### REQUIREMENT
Lines with the word "available": copy all of them from the entries below.

[Collected data]
▶
PR #910, opened 2019-01-31
emacs: make sure PATH is updated when merlin-command is 'opam

actionshrimp:
Previously the path to `ocamlmerlin` was built through prepending the result of `opam config var bin`. This works for the merlin binary itself, but if additional readers are used (such as ocamlmerlin-reason), merlin reverted to using the environmental path to look up the location of these binaries.

This means that if you have an reader on your global path that's incompatible with the current opam switch's merlin/ocaml version, merlin gets very unhappy.

This calls `ocamlmerlin` via `opam config exec` instead, which sets up the environment correctly and means it finds other merlin binaries in the switch as you'd expect.

### DIFF
--- a/emacs/merlin.el
+++ b/emacs/merlin.el
@@ -1674,7 +1674,8 @@ Empty string defaults to jumping to all these."
          (with-temp-buffer
            (if (eq (call-process-shell-command
                     "opam config var bin" nil (current-buffer) nil) 0)
-               (progn
+               (let ((bin-path
+                      (replace-regexp-in-string "\n$" "" (buffer-string))))
                  ;; the opam bin dir needs to be on the path, so if merlin
                  ;; calls out to sub binaries (e.g. ocamlmerlin-reason), the
                  ;; correct version is used rather than the version that
@@ -1682,11 +1683,8 @@ Empty string defaults to jumping to all these."
 
                  ;; this was originally done via `opam exec' but that doesnt
                  ;; work for opam 1, and added a performance hit
-                 (setq merlin-opam-bin-path
-                       (list (concat "PATH=" (string-trim (buffer-string)))))
-                 (concat
-                  (replace-regexp-in-string "\n$" "" (buffer-string))
-                  "/ocamlmerlin"))
+                 (setq merlin-opam-bin-path (list (concat "PATH=" bin-path)))
+                 (concat bin-path "/ocamlmerlin"))
 
              ;; best effort if opam is not available, lookup for the binary in
              ;; the existing env
--- a/emacs/merlin.el
+++ b/emacs/merlin.el
@@ -1685,7 +1685,9 @@ Empty string defaults to jumping to all these."
                             "/ocamlmerlin"))
 
                        ;; best effort if opam is not available, lookup for the binary in the existing env
-                       "ocamlmerlin")))))
+                       (progn
+                         (message "merlin-command: opam config failed (%S)" (buffer-string))
+                         "ocamlmerlin"))))))
 
       ;; cache command in merlin-buffer configuration to avoid having to shell
       ;; out to `opam` each time.
--- a/emacs/merlin.el
+++ b/emacs/merlin.el
@@ -1665,29 +1665,35 @@ Empty string defaults to jumping to all these."
 
   (let ((command (merlin-lookup 'command merlin-buffer-configuration)))
     (unless command
-      (setq command
-            (cond ((functionp merlin-command) (funcall merlin-command))
-                  ((stringp merlin-command) merlin-command)
-                  ((equal merlin-command 'opam)
-                   (with-temp-buffer
-                     (if (eq (call-process-shell-command "opam config var bin" nil (current-buffer) nil) 0)
-                         (progn
-                           ;; the opam bin dir needs to be on the path, so if merlin
-                           ;; calls out to sub binaries (e.g. ocamlmerlin-reason), the
-                           ;; correct version is used rather than the version that
-                           ;; happens to be on the path
+      (setq
+       command
+       (cond
+        ((functionp merlin-command) (funcall merlin-command))
+        ((stringp merlin-command) merlin-command)
+        ((equal merlin-command 'opam)
+         (with-temp-buffer
+           (if (eq (call-process-shell-command
+                    "opam config var bin" nil (current-buffer) nil) 0)
+               (progn
+                 ;; the opam bin dir needs to be on the path, so if merlin
+                 ;; calls out to sub binaries (e.g. ocamlmerlin-reason), the
+                 ;; correct version is used rather than the version that
+                 ;; happens to be on the path
 
-                           ;; this was originally done via `opam exec' but that doesnt
-                           ;; work for opam 1, and added a performance hit
-                           (setq merlin-opam-bin-path (list (concat "PATH=" (string-trim (buffer-string)))))
-                           (concat
-                            (replace-regexp-in-string "\n$" "" (buffer-string))
-                            "/ocamlmerlin"))
+                 ;; this was originally done via `opam exec' but that doesnt
+                 ;; work for opam 1, and added a performance hit
+                 (setq merlin-opam-bin-path
+                       (list (concat "PATH=" (string-trim (buffer-string)))))
+                 (concat
+                  (replace-regexp-in-string "\n$" "" (buffer-string))
+                  "/ocamlmerlin"))
 
-                       ;; best effort if opam is not available, lookup for the binary in the existing env
-                       (progn
-                         (message "merlin-command: opam config failed (%S)" (buffer-string))
-                         "ocamlmerlin"))))))
+             ;; best effort if opam is not available, lookup for the binary in
+             ;; the existing env
+             (progn
+               (message "merlin-command: opam config failed (%S)"
+                        (buffer-string))
+               "ocamlmerlin"))))))
 
       ;; cache command in merlin-buffer configuration to avoid having to shell
       ;; out to `opam` each time.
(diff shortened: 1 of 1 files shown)


Khady:
When you say that additional readers are used, you mean that ocamlmerlin will make a call to ocamlmerlin-reason? And you would face the issue you describe if you start your merlin from a shell that doesn't never ran `eval opam env`, right?

Sorry for the orthogonal questions, I am trying to understand what this is solving exactly and why must setup is working.

Two comments about the patch:
1. `'command` in `merlin-buffer-configuration` is not updated anymore. Which doesn't seem to break anything. I don't know if line 1656 `(push (cons 'command command) merlin-buffer-configuration)` was here for a reason. 
2. This doesn't fallback to looking for the ocamlmerlin binary in the path if `opam` is not executable.

actionshrimp:
Thanks for taking a look - I think you're right on the first part and it should be possible to replicate from a shell without `eval $(opam env)` - the part in particular is here https://github.com/ocaml/merlin/blob/master/src/extend/extend_driver.ml#L26. If you do have the other reader binary on your path then it may work 'accidentally' - i only ran into this when i had an ocaml 4.02 built `ocamlmerlin` in my local switch calling out to `ocamlmerlin-reason` on my non-switch path built with ocaml 4.06, which was causing errors.

Thanks for the comments, I'll take a look at 2) specifically when I get a chance. RE 1) as 'command' is now still just `'opam` as the main `merlin-command` var is, I'm not sure what implications that has on the buffer-configuration which had a string in it before. I'll try and understand that in a bit more detail too.

actionshrimp:
Added a few tweaks:
- Left the original `opam config` call in to check opam works, so the fallback to `ocamlmerlin` is still there
- Set 'command to 'opam in merlin-buffer-configuration (rather than the absolute path to ocamlmerlin which it was before). This matches the configured `merlin-command` variable value more closely
- Use `opam exec` rather than `opam config exec` - turns out the `config` isn't required.

Khady:
opam exec is here since opam2. I don’t know if it worth keeping compatibility with opam1. Everyone should have migrated by now, but that’s not sure.

actionshrimp:
One thing I've just noticed - `opam config exec` seems to have a fair bit of overhead to it oddly:

```$ time opam config exec -- ocamlmerlin single
Usage: ocamlmerlin command [options] -- [compiler flags]
Help commands are:
  -version        Print version and exit
  -vnum           Print version number and exit
  -warn-help      Show description of warning numbers
  -flags-help     Show description of accepted compiler flags
  -commands-help  Describe all accepted commands

opam config exec -- ocamlmerlin single  0.12s user 0.09s system 99% cpu 0.206 total

$ time _opam/bin/ocamlmerlin single
Usage: ocamlmerlin command [options] -- [compiler flags]
Help commands are:
  -version        Print version and exit
  -vnum           Print version number and exit
  -warn-help      Show description of warning numbers
  -flags-help     Show description of accepted compiler flags
  -commands-help  Describe all accepted commands

_opam/bin/ocamlmerlin single  0.00s user 0.01s system 93% cpu 0.009 total
```

I've got something working that builds the path up as before but also adds the `opam config bin` dir to the PATH env var so it works on both opam 1 and 2, and also seems to be quite a lot faster - I'd noticed my emacs was getting a bit sluggish. Will tidy it up and push it up.

actionshrimp:
All seems to work as before without the perf hit. I've also cached the env/path building in the merlin buffer configuration to avoid having to shell out an extra time on each call.

emacs/merlin.el
```diff
@@ -1662,21 +1662,40 @@ Empty string defaults to jumping to all these."
...
+
+                  ;; this was originally done via `opam exec' but that doesnt
+                  ;; work for opam 1, and added a performance hit
+                  (setq merlin-opam-bin-path (list (concat "PATH=" (string-trim (buffer-string))))))
+
+              (setq command "ocamlmerlin")))
+
+        (setq command
+              (cond ((functionp merlin-command) (funcall merlin-command))
+                    ((stringp merlin-command) merlin-command))))
```
Khady: Nitpicking, but I think the code would be easier to follow if the `equal merlin-command 'opam` check was part of this cond.

```emacs-lisp
(defun merlin-command ()
  "Return or update path of ocamlmerlin binary selected by configuration"
  (unless merlin-buffer-configuration
    (setq merlin-buffer-configuration (merlin--configuration)))

  (let ((command (merlin-lookup 'command merlin-buffer-configuration)))
    (unless command
      (setq
       command
       (cond
        ((functionp merlin-command) (funcall merlin-command))
        ((stringp merlin-command) merlin-command)
        ((equal merlin-command 'opam)
         (with-temp-buffer
           (if (eq (call-process-shell-command "opam config var bin" nil (current-buffer) nil) 0)
               (progn
                 ;; the opam bin dir needs to be on the path, so if merlin
                 ;; calls out to sub binaries (e.g. ocamlmerlin-reason), the
                 ;; correct version is used rather than the version that
                 ;; happens to be on the path

                 ;; this was originally done via `opam exec' but that doesnt
                 ;; work for opam 1, and added a performance hit
                 (setq merlin-opam-bin-path (list (concat "PATH=" (string-trim (buffer-string)))))
                 (concat
                  (replace-regexp-in-string "\n$" "" (buffer-string))
                  "/ocamlmerlin"))

             ;; best effort if opam is not available, lookup for the binary in the existing env
             "ocamlmerlin")))))

      ;; cache command in merlin-buffer configuration to avoid having to shell
      ;; out to `opam` each time.
      (push (cons 'command command) merlin-buffer-configuration)
      (when (boundp 'merlin-opam-bin-path)
        (push (cons 'env merlin-opam-bin-path) merlin-buffer-configuration)))

    command))
```

trefis:
Can someone comment on the relation between this and #848?

emacs/merlin.el
actionshrimp: Ah good spot, thanks - pushed.

actionshrimp:
@trefis - Yes - from reading that PR I believe it's fixing an issue where the PATH was being cleared completely when calling a merlin subprocess - I'm not sure which code path it was, possibly `ocamlmerlin single` only. This would cause merlin to not find the subprocess binary at all, even if on the global path.

This PR is around an issue where the PATH from the environment is still preserved, but has not been updated correctly before calling `ocamlmerlin` itself from emacs. This would cause a version of `ocamlmerlin` from an opam switch to call the global path subprocess binary, rather than the appropriate binary from the switch.

emacs/merlin.el
```diff
@@ -1662,21 +1662,37 @@ Empty string defaults to jumping to all these."
...
-    (when (equal command 'opam)
-      (with-temp-buffer
-        (if (eq (call-process-shell-command
-                 "opam config var bin" nil (current-buffer) nil) 0)
-            (progn
-              (setq command (concat
-                             (replace-regexp-in-string "\n$" "" (buffer-string))
-                             "/ocamlmerlin"))
-              (push (cons 'command command) merlin-buffer-configuration))
-          (message "merlin-command: opam config failed (%S)" (buffer-string))
```
trefis: I think we should keep that message.

emacs/merlin.el
```diff
@@ -1662,21 +1662,37 @@ Empty string defaults to jumping to all these."
...
-          (setq command "ocamlmerlin"))))
+      (setq command
+            (cond ((functionp merlin-command) (funcall merlin-command))
+                  ((stringp merlin-command) merlin-command)
+                  ((equal merlin-command 'opam)
+                   (with-temp-buffer
+                     (if (eq (call-process-shell-command "opam config var bin" nil (current-buffer) nil) 0)
```
trefis: Github doesn't show it, but I'd be willing to be that goes over 80c.

emacs/merlin.el
```diff
@@ -1662,21 +1662,37 @@ Empty string defaults to jumping to all these."
...
+                         (progn
+                           ;; the opam bin dir needs to be on the path, so if merlin
+                           ;; calls out to sub binaries (e.g. ocamlmerlin-reason), the
+                           ;; correct version is used rather than the version that
+                           ;; happens to be on the path
+
+                           ;; this was originally done via `opam exec' but that doesnt
+                           ;; work for opam 1, and added a performance hit
+                           (setq merlin-opam-bin-path (list (concat "PATH=" (string-trim (buffer-string)))))
```
trefis: That's probably over 80c too, isn't it?

trefis: Also, why is the `(replace-regexp-in-string "\n$" ...)` needed for setting `command`, but not for `merlin-opam-bin-path`?

emacs/merlin.el
actionshrimp: Re-added.

emacs/merlin.el
actionshrimp: Good point. I've used that in both places now as of the last commit - originally I had a `string-trim` but perhaps there's a reason the `replace-regexp-in-string "\n$"` was used originally so I'll stick with that, thanks.

actionshrimp:
Thanks for reviewing - have included your suggestions and formatted to 80c.

emacs/merlin.el
```diff
@@ -1662,21 +1662,43 @@ Empty string defaults to jumping to all these."
...
+               (let ((bin-path
+                      (replace-regexp-in-string "\n$" "" (buffer-string))))
+                 ;; the opam bin dir needs to be on the path, so if merlin
+                 ;; calls out to sub binaries (e.g. ocamlmerlin-reason), the
+                 ;; correct version is used rather than the version that
+                 ;; happens to be on the path
+
+                 ;; this was originally done via `opam exec' but that doesnt
+                 ;; work for opam 1, and added a performance hit
+                 (setq merlin-opam-bin-path (list (concat "PATH=" bin-path)))
```
Wilfred: This should be defined as a global variable with `defvar`. This code produces a byte-compiler warning.

trefis: Would you mind sending a PR for it?

Wilfred: Done, see #962.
◀
### RESPONSE TO THE TASK
              ;; best effort if opam is not available, lookup for the binary in
                        ;; best effort if opam is not available, lookup for the binary in the existing env
-                       ;; best effort if opam is not available, lookup for the binary in the existing env
+             ;; best effort if opam is not available, lookup for the binary in
             ;; best effort if opam is not available, lookup for the binary in the existing env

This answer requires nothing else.